§ Description of the task:
Select from the data all lines with the word "that".

§ Collected data entries:
PR #89, opened 2022-10-14
Feature/strict optional

### LINKED ISSUE #88: Turn strict optional type checking on
At the moment strict optional type checking in `mypy` is turned off. This means that `None` is treated as a valid input type in all cases, which somewhat negates the point of type checking.

We can switch strict optional type checking on by setting `strict_optional = True` in `setup.cfg`. Then in cases where we want to allow `None` as a valid function input the type hint becomes e.g. `Optional[str]` rather than `str`.

jacobcook1995:
# Description

Turns on strict optional typing and turns off implicit optional typing, this means that every time that `None` is an acceptable alternative argument to a function, the type hint should make use of `Optional[]` from `typing`.

Fixes #88 

## Type of change

## Key checklist

## Further checks

### DIFF
--- a/setup.cfg
+++ b/setup.cfg
@@ -23,6 +23,7 @@ docstring-convention = google
 [mypy]
 ignore_missing_imports = False
 strict_optional = True
+no_implicit_optional = True
 disallow_untyped_calls = True
 disallow_untyped_defs = True
 disallow_incomplete_defs = True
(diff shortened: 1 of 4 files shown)


davidorme (approved):
LGTM - good catch on the implicit optional as well.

§ Output for this exercise:
At the moment strict optional type checking in `mypy` is turned off. This means that `None` is treated as a valid input type in all cases, which somewhat negates the point of type checking.
Turns on strict optional typing and turns off implicit optional typing, this means that every time that `None` is an acceptable alternative argument to a function, the type hint should make use of `Optional[]` from `typing`.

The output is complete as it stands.